Trigonometry has some complex stuff, but sometimes students have trouble with the beginning, the basics.
As an example, here's what seems to be a simple question:
$$2cos(x)=1$$ $$0°≤x≤360°$$ Find the possible values of $x$
For students, this question may not seem as simple to them. Is there a good way I can explain this question, and these classes of questions in general?
If you can, provide an example question and an example explanation.
It seems like a problem of unclear or inapplicable definitions. As stated in the comments, it sounds like you've given the students the following definition: Given an angle $t$, we consider a right triangle with an angle of measure $t$, and define $\cos(t)$ to be the ratio of the side length of this triangle adjacent to the given angle to the length of the hypotenuse.
The problem is, this definition only makes sense when $0 < t < \pi/2$ (or, if you prefer degrees, $0^\circ < t < 90^\circ$. Indeed, a right triangle's other two angles have measure strictly between $0^\circ$ and $90^\circ$. But you've given the students a problem that assumes cosine has been defined for any $t$ between $0^\circ$ and $360^\circ$, which makes no sense with the definition they've been given!
I would recommend instead defining cosine as the $x$-coordinate on the unit circle. A simple diagram (drawing an appropriate right triangle inside the unit circle) shows this agrees with the other definition for angles in the first quadrant, but the unit circle definition also clearly makes sense for any angle. Plus, it makes it much easier to reason about this kind of question — just draw the line $x = 1/2$ and see where it intersects the unit circle, then use geometric reasoning to find the angles.
I'm still a bit confused about what you mean by "algebraic methods", by the way. Both the triangle definition and the unit circle definition are geometric, so you really can't compute values of cosine using these definitions without appealing to geometry.

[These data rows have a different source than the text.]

PR #86, opened 2021-03-25
Downgrade to Dagster 0.10.9 until Helm chart supports SA configuration

ThePletch:
## Why

See info in commented-out resources file. We're waiting on a fix for [this Dagster Helm issue](https://github.com/dagster-io/dagster/issues/3934).


aherbst-broad (approved):
:( a shame, but makes sense so we don't block code getting out.

ops/helmfiles/dagster/helmfile.yaml
```diff
@@ -55,7 +55,6 @@ releases:
             - name: monster-dagster-secrets
       - userDeployments:
           # "user code" we deploy to dagster; these are dagster repositories of pipelines
-          enabled: true
```
ThePletch, line 58: (not really part of the downgrade, but this line is redundant with default values)

eparkmonster (approved):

For the easy memorizing of special points:
$$\cos(0^\circ)=\frac{\sqrt4}2\\\cos(30^\circ)=\frac{\sqrt3}2\\\cos(45^\circ)=\frac{\sqrt2}2\\\cos(60^\circ)=\frac{\sqrt1}2\\\cos(90^\circ)=\frac{\sqrt0}2$$
Same thing for $\sin(\theta)$ but going backwards. Then it should be easy to see that $x=60^\circ$ is one answer. From there, I would try to show them the unit circle and how it is symmetric. Using that, it should become obvious that $300^\circ$ is the only other answer.
Beyond that, either you are teaching some pretty advanced trigonometry, it happens to be a special special point, like $\cos(15^\circ)$ using the half-angle theorem, or you give them calculators. I can't imagine it being any other way, unless you were teaching a numerical analysis type of class.
If students are struggling to understand a relatively simple trig equation like the one given, I find that graphs often help. We can sketch y=2cos(x) and y=1, and get a feeling for how many solutions to expect in the given interval. Moreover symmetries of the graphs can help determine the full set of solutions, much as the unit circle approach does. Interestingly, I believe in the UK the unit circle development of trig functions isn't such a common approach but many teachers use the (IMO awful) 'CAST' diagram for solving trig equations, devoid of deeper understanding.